Go through the lines below one by one and count those holding the string "tested". Give the count alone.

(Records from a dataset):
◆ ◆ ◆ ◆ ◆ ◆ ◆

PR #2555, opened 2023-10-15
Exit on error for version checker workflow

### LINKED ISSUE #2544: GitHub Actions: New version script does not exit on error
Currently, it was decided that `jq -re` and `set -e` will be set to in order to exit on error. However, this does not work in subshells.

For example, you can try the following:

`exits_with_success.sh`:

```shell
#!/bin/bash
noop() { :;}
set -euo pipefail
noop $(false)
exit 0
```

In a shell,

```
$ bash exits_with_success.sh; echo Return value: $?
Return value: 0
```

rany2:
Closes #2544

### DIFF
--- a/.github/workflows/new_version_check.yml
+++ b/.github/workflows/new_version_check.yml
@@ -23,10 +23,14 @@ jobs:
       - name: Get the latest Chromium version
         id: latest-version
         run: |
-          set -e
-          echo "linux_version=$( curl -s 'https://versionhistory.googleapis.com/v1/chrome/platforms/linux/channels/stable/versions/all/releases?filter=endtime=none,fraction>=0.5&order_by=version%20desc'  | jq -re '.releases | first | .version' )" >> $GITHUB_OUTPUT
-          echo "win_version=$( curl -s 'https://versionhistory.googleapis.com/v1/chrome/platforms/win/channels/stable/versions/all/releases?filter=endtime=none,fraction>=0.5&order_by=version%20desc'  | jq -re '.releases | first | .version' )" >> $GITHUB_OUTPUT
-          echo "mac_version=$( curl -s 'https://versionhistory.googleapis.com/v1/chrome/platforms/mac/channels/stable/versions/all/releases?filter=endtime=none,fraction>=0.5&order_by=version%20desc'  | jq -re '.releases | first | .version' )" >> $GITHUB_OUTPUT
+          set -eo pipefail
+          BASE_URL="https://versionhistory.googleapis.com/v1/chrome/platforms"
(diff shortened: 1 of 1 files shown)


PF4Public:
So what happens if it's `null`?

rany2:
When it's `null` , jq won't return anything and will exit with failure causing the shell itself to exit with failure. Excluding null from the result is not actually needed as it will error out when the key is not found either way but I only left in case the version itself was set to null (no idea if it can happen but better be safe than sorry)

```
➜  ~ set -o pipefail
➜  ~ echo '{"releases": [{"version": null}]}' | jq -re '.releases | first | .version | select (.!=null)'
➜  ~ echo $?
4
➜  ~ echo '{"releases": [{"version": 1}]}' | jq -re '.releases | first | .version | select (.!=null)'
1
➜  ~ echo $?
0
➜  ~ echo '{"releases": [{"version": 1}]}' | jq -re '.releases | first | .versionNotExist | select (.!=null)'
➜  ~ echo $?
4
➜  ~ echo '{"releases": [{"version": 1}]}' | jq -re '.releases | first | .versionNotExist'
null
➜  ~ echo $?
1
```

Ahrotahn (approved):
Thanks @rany2!

PF4Public:
> When it's `null` , jq won't return anything and will exit with failure causing the shell itself to exit with failure.

@rany2 great job, but there is something that bothers me. Does it mean that it fails the whole workflow? If a recent situation, where it was 49% for one release, 49% for the other and the rest for the third one, would repeat, we get failed workflow notification every hour for the whole duration of this state. I'm concerned because at present it is me, who (still) receives them. ;) Maybe it would make sense to allow it to be null now that we have all "null" issues closed?

rany2:
@PF4Public I could change it such that it will only fail the workflow if it received an unexpected JSON. That way it shouldn't annoy you when the 49/49/1 condition occurs.

Right now this will indeed fail the whole workflow.

PF4Public:
> it will only fail the workflow if it received an unexpected JSON

That'd be great.

PF4Public:
This is awesome! You improved maintainability immensely!

Have you tested this last version in your fork to be sure it works as expected?

rany2:
Yes, it works.

PF4Public (dismissed):

networkException (dismissed):

rany2:
Sorry everyone for yet another commit, but jq works in some unexpected ways... I should have tested that case in particular, but felt like it goes without saying that `null | length` is an error, it's not :/

PF4Public:
@rany2 Good that you've caught that before we merged :)

PF4Public (approved):

Ahrotahn (approved):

◆ ◆ ◆ ◆ ◆ ◆ ◆

(TASK RESULT):
2